Nota del editor: Si bien este artículo es una columna de opinión y no una noticia (y por eso siempre estuvo ubicada en la sección "opinión"), después de su publicación y en base a la confusión generada en los comentarios, decidimos modificar el título y la bajada del artículo para facilitar que se comprenda más fácilmente por lo que es: una columna de opinión.
En un cuento precioso, Borges relata la particular vida de Ireneo Funes, más conocido como “Funes el Memorioso”. Su poder de retención eran tan asombroso que:
“Sabía las formas de las nubes australes del amanecer del treinta de abril de mil ochocientos ochenta y dos y podía compararlas en el recuerdo con las vetas de un libro en pasta española que sólo había mirado una vez y con las líneas de la espuma que un remo levantó en el Río Negro la víspera de la acción del Quebracho. Dos o tres veces había reconstruido un día entero; no había dudado nunca, pero cada reconstrucción había requerido un día entero”.
A Funes, el vocabulario del castellano le resultaba insoportablemente pobre.

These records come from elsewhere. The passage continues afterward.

PR #909, opened 2019-04-24
Refactor event bus

donce:
- Decouple from external event bus implementation (github.com/asaskevich/EventBus)
- Simplify interface
- Unify naming

### DIFF
--- a/bus/event_bus.go
+++ b/bus/event_bus.go
@@ -1,0 +1,31 @@
+/*
+ * Copyright (C) 2019 The "MysteriumNetwork/node" Authors.
+ *
+ * This program is free software: you can redistribute it and/or modify
+ * it under the terms of the GNU General Public License as published by
+ * the Free Software Foundation, either version 3 of the License, or
+ * (at your option) any later version.
+ *
+ * This program is distributed in the hope that it will be useful,
+ * but WITHOUT ANY WARRANTY; without even the implied warranty of
+ * MERCHANTABILITY or FITNESS FOR A PARTICULAR PURPOSE.  See the
+ * GNU General Public License for more details.
+ *
+ * You should have received a copy of the GNU General Public License
+ * along with this program.  If not, see <http://www.gnu.org/licenses/>.
+ */
+
+package bus
+
+import asaskevichEventBus "github.com/asaskevich/EventBus"
+
+// EventBus allows subscribing and publishing data by topic
+type EventBus interface {
+	Subscribe(topic string, fn interface{}) error
+	Publish(topic string, args ...interface{})
+}
+
+// NewEventBus returns implementation of EventBus
+func NewEventBus() EventBus {
+	return asaskevichEventBus.New()
+}
--- a/bus/event_bus.go
+++ b/bus/event_bus.go
@@ -26,19 +26,19 @@ type EventBus interface {
 }
 
 type simplifiedEventBus struct {
-	bus *asaskevichEventBus.Bus
+	bus asaskevichEventBus.Bus
 }
 
 func (bus simplifiedEventBus) Subscribe(topic string, fn interface{}) error {
-	return bus.Subscribe(topic, fn)
+	return bus.bus.Subscribe(topic, fn)
 }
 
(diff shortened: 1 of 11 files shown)


bus/event_bus.go
```diff
@@ -0,0 +1,44 @@
...
+ * MERCHANTABILITY or FITNESS FOR A PARTICULAR PURPOSE.  See the
+ * GNU General Public License for more details.
+ *
+ * You should have received a copy of the GNU General Public License
+ * along with this program.  If not, see <http://www.gnu.org/licenses/>.
+ */
+
+package bus
+
+import asaskevichEventBus "github.com/asaskevich/EventBus"
```
soffokl: It's better to have some generic name. If we will decide to replace `asaskevich/EventBus` by another package it will be easy to replace only in one place. 
```suggestion
import eventBus "github.com/asaskevich/EventBus"
```

cmd/di.go
```diff
@@ -20,12 +20,12 @@ package cmd
 import (
 	"time"
 
-	"github.com/asaskevich/EventBus"
 	log "github.com/cihub/seelog"
 	"github.com/ethereum/go-ethereum/accounts/keystore"
 	"github.com/ethereum/go-ethereum/common"
 	"github.com/ethereum/go-ethereum/ethclient"
 	"github.com/mysteriumnetwork/node/blockchain"
+	"github.com/mysteriumnetwork/node/bus"
```
soffokl: I'm not sure, but just `bus` sounds not clear. Maybe it's better to name package `eventBus`? 
```suggestion
	"github.com/mysteriumnetwork/node/eventBus"
```

core/service/pool_test.go
```diff
@@ -30,12 +30,12 @@ type mockService struct {
 
 type mockPublisher struct {
 	publishedTopic string
-	publishedArgs  []interface{}
+	publishedArg   interface{}
```
soffokl: `Arg` was replaced to data everywhere, probably we should to it here too.
```suggestion
	publishedData   interface{}
```

bus/event_bus.go
```diff
@@ -0,0 +1,44 @@
...
+
+// EventBus allows subscribing and publishing data by topic
+type EventBus interface {
```
vkuznecovas: still not a fan of central declarations of interface

bus/event_bus.go
```diff
@@ -0,0 +1,44 @@
...
+type simplifiedEventBus struct {
+	bus *asaskevichEventBus.Bus
+}
+
+func (bus simplifiedEventBus) Subscribe(topic string, fn interface{}) error {
+	return bus.Subscribe(topic, fn)
+}
+
+func (bus simplifiedEventBus) Publish(topic string, data interface{}) {
+	bus.Publish(topic, data)
```
vkuznecovas: this is recursive

bus/event_bus.go
```diff
@@ -0,0 +1,44 @@
...
+	Subscribe(topic string, fn interface{}) error
+	Publish(topic string, data interface{})
+}
+
+type simplifiedEventBus struct {
+	bus *asaskevichEventBus.Bus
+}
+
+func (bus simplifiedEventBus) Subscribe(topic string, fn interface{}) error {
+	return bus.Subscribe(topic, fn)
```
vkuznecovas: this is recursive

bus/event_bus.go
donce: That's why other components, who needs it, don't import this interface, but declare interface of their own - it's just the reference of what `EventBus` we use when we create it, which is much simpler than the full implementation of asaskevich event bus.

bus/event_bus.go
donce: The idea is that we are using `asaskevich` implementation either way, and it has its own interface. `simpliefiedEventBus` is basically an adapter between `EventBus` (our interface) and `asaskevich/EventBus.BusEventBus`. If we want to use another library, than that other library will have different interface, and this adapter wont work - we will have to modify it. That's why indicating clearly that this is just an adapter makes sense to me.

PR #4766, opened 2022-02-10
Retry withdrawal if it's still valid and possible

tomasmik:
Rely on transactor response codes being correct and retry
a withdrawal if it failed but the request itself was valid.

While retrying a few times for 5 minutes, doesn't completely solve our
issue, this and the previous withdrawal PR should remedy 90% or more of
the withdrawal problems being reported.

Solving this completely is rather difficult because money is actually
first taken from a provider and a payment promise is issued which has to be
settled with transactor we would have to somehow track this promise
and make sure we're resending it, but as it's mentioned in the comment
block in code, sending a settlement after 5 minutes will produce different 
results then shown in the UI as fees will change and sometimes they will change dramatically.

Small issue which was not resolved yet: Every other withdrawal _might_
fail with no money being transferred to beneficiary or taken from provider. That is because we've stopped
lying to the UI and actually report failures now. This is not a huge deal as no real value transfer occurs.

Closes: https://github.com/mysteriumnetwork/node/issues/4631

### DIFF
--- a/session/pingpong/hermes_promise_settler.go
+++ b/session/pingpong/hermes_promise_settler.go
@@ -37,6 +37,7 @@ import (
 	"github.com/mysteriumnetwork/node/eventbus"
 	"github.com/mysteriumnetwork/node/identity"
 	"github.com/mysteriumnetwork/node/identity/registry"
+	"github.com/mysteriumnetwork/node/requests"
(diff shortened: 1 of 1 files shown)


Guillembonet (approved):

soffokl (approved):
👏 👏 👏

PR #4795, opened 2022-02-19
Resend promise request after R recovery

tomasmik:
This solves withdrawal failing prematurely. If we recovered R after
requesting a promise, we can request again. Withdrawals now work without errors.

Closes: https://github.com/mysteriumnetwork/node/issues/4788


soffokl (approved):

Guillembonet (approved):
😍

PR #4822, opened 2022-02-28
Pass project id to gateway orders

mdomasevicius:
Signed-off-by: Mantas Domaševičius <mantas@mysterium.network>


mobile/mysterium/payment_orders.go
```diff
@@ -145,12 +145,13 @@ func (mb *MobileNode) CreatePaymentGatewayOrder(req *CreatePaymentGatewayOrderRe
 	}
 
 	order, err := mb.pilvytisOrderIssuer.CreatePaymentGatewayOrder(
-		identity.FromAddress(req.IdentityAddress),
-		req.Gateway,
-		req.MystAmount,
-		req.PayCurrency,
-		req.Country,
-		req.GatewayCallerData,
+		pilvytis.GatewayOrderRequest{Identity: identity.FromAddress(req.IdentityAddress),
```
tomasmik, line 148: This should now probably send some projectID no?

tomasmik (changes requested):
It would probably also makes sense to update CLI to send some kind of project ID

mobile/mysterium/payment_orders.go
mdomasevicius: projectID is defaulted to `mysteriumvpn` which is reserved for desktop and mobile :)

tomasmik (approved):

Issue #4459, opened 2021-12-09
Status of Withdrawals, transaction details


isaackielma:
**Is your feature request related to a problem? Please describe.**

If for some reason it shows on CLI withdraw succeeded, but it does not reflect on balance. Would be nice if there was an easy way to track. Or any info to be able to check on blockchain explorer.

<img width="1290" alt="Screenshot 2021-12-09 at 18 21 55" src="https://user-images.githubusercontent.com/84313603/145453725-f478d736-b420-4eac-80f5-6eef8972bfc3.png">

When we see "withdrawal succeeded" for a mainnet CLI withdraw, there should be some public way to see the status of this, similar to a blockchain explorer, so we can see any issues or if the transaction fails or stuck some where

Donatas-MN:
Balance issue is now fixed. Regarding transaction hash, it's already available in the UI, but we will also add it to CLI.

tomasmik:
TequilaAPI already exposes an endpoint `/identities/settle/history` which is also used by the NodeUI.

- [ ] Add a new command `identities last-withdrawal <IDENTITY>` which would browse that endpoint and return you some information on your last withdrawal.

n10ty:
Added command ```identities last-withdrawal <identity>```
Example of response:
```
[INFO] Tx hash:  0x01c3fae5848950f178b04061ed899fdccda77693d2099139769425ad1a2bf178
[INFO] DateTime:  2022-03-10T13:08:21Z
[INFO] Beneficiary:  0x40a307f2e7C62Ad833349C8707BE907e523ec431
[INFO] Amount:  0.077056
[INFO] Fees:  0.022944
[INFO] Blockchain explorer Url:  https://polygonscan.com/tx/0x01c3fae5848950f178b04061ed899fdccda77693d2099139769425ad1a2bf178
[INFO] Error: none
```

PR #4864, opened 2022-03-10
#4459 Cli: latest withdrawal details

n10ty:
#4459 Add info about last transaction to cli


cmd/commands/cli/command_identities.go
```diff
@@ -569,3 +572,34 @@ func (c *cliApp) importIdentity(actionsArgs []string) (err error) {
...
+	}
+
+	lastWithdrawal := history.Items[0]
+
+	clio.Info("Tx hash: ", lastWithdrawal.TxHash)
+	clio.Info("DateTime: ", lastWithdrawal.SettledAt)
+	clio.Info("Amount: ", money.New(lastWithdrawal.Amount))
+	clio.Info("Fees: ", money.New(lastWithdrawal.Fees))
+	clio.Info("Blockchain explorer Url: ", lastWithdrawal.BlockExplorerURL)
+	if lastWithdrawal.Error != "" {
```
tomasmik, line 601: Maybe it's just me, but I would rather always print the Error field but let it be `null` or something like that if no error exists. It would be easier to parse if someone is using the CLI in a script of some sort 🤷🏻 

Though this I guess would be up for debate.

n10ty: I agree

tomasmik (approved):
lgtm, just squash those commits so that everything is verified

Guillembonet (approved):
nice, as Tomas said, squash those commits :)

PR #4895, opened 2022-03-18
Go 1.18

tadaskay:


tomasmik (approved):

Snawoot (changes requested):
We need xgo and xgomobile also updated before that.

Snawoot (approved):

PR #4921, opened 2022-03-24
Calculate channel impl instead of using hardcoded during sessions

tomasmik:
* New providers have compatibility set to 2
* New providers will now accept a connection from consumers registered with any arbitrary Hermes

Requires: https://github.com/mysteriumnetwork/payments/pull/189


Guillembonet (approved):
nice

soffokl (approved):

PR #4923, opened 2022-03-24
Remove Transactor Referral Program API

n10ty:
Referral API is not supported anymore. There are 0 referral campaigns. Instead of it, there is an Affiliate program.


tequilapi/endpoints/transactor.go
```diff
@@ -586,44 +583,6 @@ func (te *transactorEndpoint) SettleIntoStakeAsync(c *gin.Context) {
...
-// responses:
-//   200:
-//     description: Token Reward
-//     schema:
-//       "$ref": "#/definitions/TokenRewardAmount"
-//   500:
-//     description: Internal server error
-//     schema:
-//       "$ref": "#/definitions/ErrorMessageDTO"
-func (te *transactorEndpoint) TokenRewardAmount(c *gin.Context) {
```
tomasmik, line 607: This is probably not safe to remove. @Guillembonet could maybe comment more.

I am pretty sure that apps use this to call transactor which proxies requests to affiliator to check for token rewards. This was in a way used to any token, affiliate, referral, whatever.

tomasmik (changes requested):

tequilapi/endpoints/transactor.go
Guillembonet: yep not removable, let's talk on slack

n10ty: You are right, thanks. This endpoint also related to Affiliate program.

PR #4927, opened 2022-03-25
Add uid into eventbus wrapper to mitigate unintended unsubscribe

soffokl:


Guillembonet (approved):
I think it should work! nice code!

tomasmik (approved):

PR #4941, opened 2022-03-28
Referral api changes

n10ty:
* Remove Referral API from cli and TequilaAPI: GetTokenReward, GetReferralToken, ReferralTokenAvailable
* Add Affiliator to Node
* Do TokenRewardAmount request directly to Affiliator, not Transactor


metadata/network.go
```diff
@@ -66,6 +67,7 @@ var MainnetDefinition = NetworkDefinition{
 	AccessPolicyOracleAddress: "https://trust.mysterium.network/api/v1/access-policies/",
 	BrokerAddresses:           []string{"nats://broker.mysterium.network"},
 	TransactorAddress:         "https://transactor.mysterium.network/api/v1",
+	AffiliatorAddress:         "https://affiliator.mysterium.network/api/v1",
```
Guillembonet, line 70: not sure about it but I think it would be nice to use just "https://affiliator.mysterium.network" in order to be able to call both v1 and v2 endpoints in case we have some in the future, maybe thats a bad choice for some reason

tequilapi/endpoints/transactor.go
```diff
@@ -816,7 +817,7 @@ func AddRoutesForTransactor(
 			transGroup.POST("/stake/increase/async", te.SettleIntoStakeAsync)
 			transGroup.POST("/stake/decrease", te.DecreaseStake)
 			transGroup.POST("/settle/withdraw", te.Withdraw)
-			transGroup.GET("/token/:token/reward", te.TokenRewardAmount)
+			transGroup.GET("/token/:token/reward", a.TokenRewardAmount)
```
Guillembonet, line 820: this looks like it repeated, I'd say we should just keep `/affiliator` and bump the version, but maybe it's not such a good idea if we prefer to keep backwards compatibility

Guillembonet (approved):
Looks good to me, just 2 comments. Also some parts of the code I'm not very familiar with so whoever reviews next do it carefully pls

tequilapi/endpoints/transactor.go
n10ty: Backward compatibility requires to leave this endpoint in "transactor" namespace

tomasmik (approved):

PR #4977, opened 2022-04-06
Return whether channel is set as beneficiary or not

Guillembonet:
To do this we need the list of all hermeses, it will be fetched from observer if possible or from parameters if it fails or no url is set.


config/flags_observer.go
```diff
@@ -0,0 +1,40 @@
...
+
+package config
+
+import (
+	"github.com/mysteriumnetwork/node/metadata"
+	"github.com/urfave/cli/v2"
+)
+
+// FlagObserverAddress address of Observer service.
+var FlagObserverAddress = cli.StringFlag{
```
tomasmik, line 26: This could just be a part of `payments` flags 🤷🏻

tequilapi/endpoints/identities.go
```diff
@@ -441,14 +444,32 @@ func (ia *identitiesAPI) RegistrationStatus(c *gin.Context) {
...
+		utils.ForwardError(c, err, apierror.Internal("Failed to get list of known hermeses", contract.ErrCodeBeneficiaryGet))
+	}
+	for _, h := range hermeses {
+		channelAddr, err := ia.addressProvider.GetHermesChannelAddress(chainID, identity, h)
+		if err != nil {
+			log.Err(err).Msgf("could not generate channel address for chain %d and hermes %s", chainID, h.Hex())
+			utils.ForwardError(c, err, apierror.Internal("Failed to generate channel address", contract.ErrCodeBeneficiaryGet))
+		}
+		if channelAddr == beneficiary {
+			isChannel = true
```
tomasmik, line 466: probably a break here

tequilapi/endpoints/identities.go
```diff
@@ -441,14 +444,32 @@ func (ia *identitiesAPI) RegistrationStatus(c *gin.Context) {
...
+	isChannel := false
+	hermeses, err := ia.addressProvider.GetKnownHermeses(chainID)
+	if err != nil {
+		utils.ForwardError(c, err, apierror.Internal("Failed to get list of known hermeses", contract.ErrCodeBeneficiaryGet))
+	}
+	for _, h := range hermeses {
+		channelAddr, err := ia.addressProvider.GetHermesChannelAddress(chainID, identity, h)
+		if err != nil {
+			log.Err(err).Msgf("could not generate channel address for chain %d and hermes %s", chainID, h.Hex())
+			utils.ForwardError(c, err, apierror.Internal("Failed to generate channel address", contract.ErrCodeBeneficiaryGet))
```
tomasmik, line 463: probably a return here and above ^

tomasmik (approved):

PR #4992, opened 2022-04-10
Supervisor permissions update

otkd:
Permissions changed to be consistent with standard


supervisor/config/config.go
```diff
@@ -53,7 +53,7 @@ func (c Config) Write() error {
 	if err != nil {
 		return fmt.Errorf("could not encode configuration: %w", err)
 	}
-	if err := ioutil.WriteFile(confPath, []byte(out.String()), 0700); err != nil {
+	if err := ioutil.WriteFile(confPath, []byte(out.String()), 0644); err != nil {
```
Snawoot, line 56: This one will likely panic on windows because modes other than 0600 and 0400 are not supported there.

supervisor/daemon/transport/transport_darwin.go
```diff
@@ -42,10 +42,7 @@ func Start(handle handlerFunc, options Options) error {
 	if err != nil {
 		return fmt.Errorf("failed to parse uid %s: %w", options.Uid, err)
 	}
-	if err := os.Chown(sock, numUid, -1); err != nil {
-		return fmt.Errorf("failed to chown supervisor socket to uid %s: %w", options.Uid, err)
-	}
-	if err := os.Chmod(sock, 0700); err != nil {
+	if err := os.Chmod(sock, 0666); err != nil {
```
Snawoot, line 45: same

Snawoot (changes requested):
I don't see which value adds this PR, please provide details. Also please check if it works on Windows.

supervisor/config/config.go
otkd: [Doesn't seem like Windows version is implemented](https://github.com/mysteriumnetwork/node/blob/master/supervisor/config/const_windows.go), also the change is from 0700 which would also panic?

supervisor/daemon/transport/transport_darwin.go
otkd: This is for macOS(darwin)

otkd:
> I don't see which value adds this PR, please provide details. Also please check if it works on Windows.

I just checked again and can't seem to find any changes which would apply to Windows? 

Otherwise, this should make supervisor on Mac more consistent with Apple's filesystem changes in recent releases of macOS.

supervisor/config/config.go
Snawoot: No, 0700 should be fine. Windows version of supervisor is actively used.

otkd: > No, 0700 should be fine. Windows version of supervisor is actively used.

I've [split the config](https://github.com/mysteriumnetwork/node/pull/4992/commits/716f1dd5ec692ea5d106d32a6e23aec1510546c9) files leaving 0700 on Windows and 0644 on Mac & Linux

Snawoot:
@otkd what is the reason of changing socket permissions on MacOS to 0666? it will allow any user to control the daemon.

otkd:
> @otkd what is the reason of changing socket permissions on MacOS to 0666? it will allow any user to control the daemon.

@Snawoot that is the idea, since the daemon is globally installed i.e in `/Library/LaunchDaemons` vs `~/Library/LaunchDaemons` the socket is owned by root.

Example:
Screenshot 2022-05-02 at 11 53 57@2x

PR #4996, opened 2022-04-11
Bump transactor 2.6.5 -> 2.7.0

n10ty:
Signed-off-by: AndreyM <andrey@mysterium.network>


tomasmik (approved):

Guillembonet (commented):
I think it needs parameters as well and maybe observer as a mocked service, I'll do this now too

Guillembonet (approved):
I had to change tests a bit also, seems fine now

Issue #279, opened 2021-07-17
Call a dynamic model


ddaattttaa:
- [x] **I confirm that I have read and attempted the tips in the [Troubleshooting Guide](https://scribe.knuckles.wtf/laravel/troubleshooting).**

**What happened?**
1. In my controller, i call the model like that 
```
/**
 * @group Brand
 * Class BrandController
 * @package App\Http\Controllers
 */
class BrandController extends BaseController
{

    protected $model = Brand::class;
    protected $collectionResource = BrandResourceCollection::class;


    /**
     * Display a listing of the resource.
     *
     * @param Request $request
     * @return JsonResponse
     */
    public function index(Request $request): JsonResponse
    {
        $dataBuilder = $this->model::query();
            return $this->successResponse(new $this->collectionResource($dataBuilder->paginate()), "$this->model list");
    }
```
2. Then I ran `php artisan scribe:generate` i have an error and when i see the file **Knuckles\Scribe\Extracting\Strategies\GetFromInlineValidatorBase** at line 54 the variable **$rvalue** split **$this** and **model** in the object **PhpParser\Node\Expr\StaticCall**
**$rvalue = $validationAssignmentExpression->expr;**

**Screenshots and stack traces:**
```
ⓘ Processing route: [GET] api/v1/brands

   TypeError

  end(): Argument #1 ($array) must be of type array, null given

  at vendor/knuckleswtf/scribe/src/Extracting/Strategies/GetFromInlineValidatorBase.php:54
     50▕                 $validationRules = $rvalue->args[0]->value;
     51▕                 break;
     52▕             } else if (
     53▕                 // Try $validator = Validator::make(...)
  ➜  54▕                 $rvalue instanceof Node\Expr\StaticCall && end($rvalue->class->parts) == "Validator"
     55▕                 && $rvalue->name->name == "make"
     56▕             ) {
     57▕                 $validationRules = $rvalue->args[1]->value;
     58▕                 break;

```

**My environment:**
 - PHP version (from `php -v`): v8.0.7
 - Framework (Laravel/Lumen): Laravel
 - Laravel/Lumen version (from `composer show laravel/framework` or `composer show laravel/lumen-framework`): v8.50.0
 - Scribe version (from `composer show knuckleswtf/scribe`): 3.6.0

have you an idea ?
Thanks

ddaattttaa:
Hello, 

Thank you for you quickly fix !

PR #281, opened 2021-07-20
fix https://github.com/knuckleswtf/scribe/issues/279

tommica:
I also encountered this [bug](https://github.com/knuckleswtf/scribe/issues/279), and this solves the issue.

### DIFF
--- a/src/Extracting/Strategies/GetFromInlineValidatorBase.php
+++ b/src/Extracting/Strategies/GetFromInlineValidatorBase.php
@@ -51,7 +51,7 @@ class GetFromInlineValidatorBase extends Strategy
                 break;
             } else if (
                 // Try $validator = Validator::make(...)
-                $rvalue instanceof Node\Expr\StaticCall && end($rvalue->class->parts) == "Validator"
+                $rvalue instanceof Node\Expr\StaticCall && $rvalue->class->parts && end($rvalue->class->parts) == "Validator"
                 && $rvalue->name->name == "make"
             ) {
                 $validationRules = $rvalue->args[1]->value;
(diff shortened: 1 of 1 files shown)


src/Extracting/Strategies/GetFromInlineValidatorBase.php
```diff
@@ -51,7 +51,7 @@ public function lookForInlineValidationRules(ClassMethod $methodAst): array
                 break;
             } else if (
                 // Try $validator = Validator::make(...)
-                $rvalue instanceof Node\Expr\StaticCall && end($rvalue->class->parts) == "Validator"
+                $rvalue instanceof Node\Expr\StaticCall && $rvalue->class->parts && end($rvalue->class->parts) == "Validator"
```
shalvah, line 54: I think this is better

```suggestion
                $rvalue instanceof Node\Expr\StaticCall && end($rvalue->class->parts ?: []) == "Validator"
```

src/Extracting/Strategies/GetFromInlineValidatorBase.php
```diff
@@ -51,7 +51,7 @@ public function lookForInlineValidationRules(ClassMethod $methodAst): array
                 break;
             } else if (
                 // Try $validator = Validator::make(...)
-                $rvalue instanceof Node\Expr\StaticCall && end($rvalue->class->parts) == "Validator"
+                $rvalue instanceof Node\Expr\StaticCall && end($rvalue->class->parts ?: []) == "Validator"
```
shalvah, line 54: Ah no, yours was better.

```suggestion
                $rvalue instanceof Node\Expr\StaticCall && $rvalue->class->parts && end($rvalue->class->parts) == "Validator"
```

“No sólo le costaba comprender que el símbolo genérico perro abarcara tantos individuos dispares de diversos tamaños y diversa forma; le molestaba que el perro de las tres y catorce (visto de perfil) tuviera el mismo nombre que el perro de las tres y cuarto (visto de frente)”.
Aunque carezco de las facultades mentales de Funes, también lamento ciertos vacíos del castellano. Es pobre que no distingamos entre carne viva (flesh) y carne comestible (mutton/pork/beef), que no exista una palabra específica para “sonido de volumen alto” (loud), para información que revela una trama (spoiler), o para distinguir entre dedos de la mano (finger) y del pie (toe). No sé por qué está tan arraigada la falsa noción de que el castellano es un idioma tan rico. El diccionario de la RAE publica un quinto de las palabras que el Merrian-Webster en inglés, menos de un quinto que el principal diccionario islandés, y apenas un 8% de las que cita un diccionario coreano. Los idiomas son animales en movimiento. El castellano que hablamos en este momento preciso de la historia que es la segunda década del siglo XXI, no es el definitivo. Esto no es el final del camino, sino solo un punto en un continuo. Los idiomas nunca detienen su evolución y no hay razones para suponer que justo ahora dejarán de hacerlo. La masificación de la alfabetización y de las tecnologías de la información quizás ralentice el ritmo de cambio y favorezca la convergencia entre áreas del planeta que antes estaban aisladas, pero no detendrá el eterno fluir.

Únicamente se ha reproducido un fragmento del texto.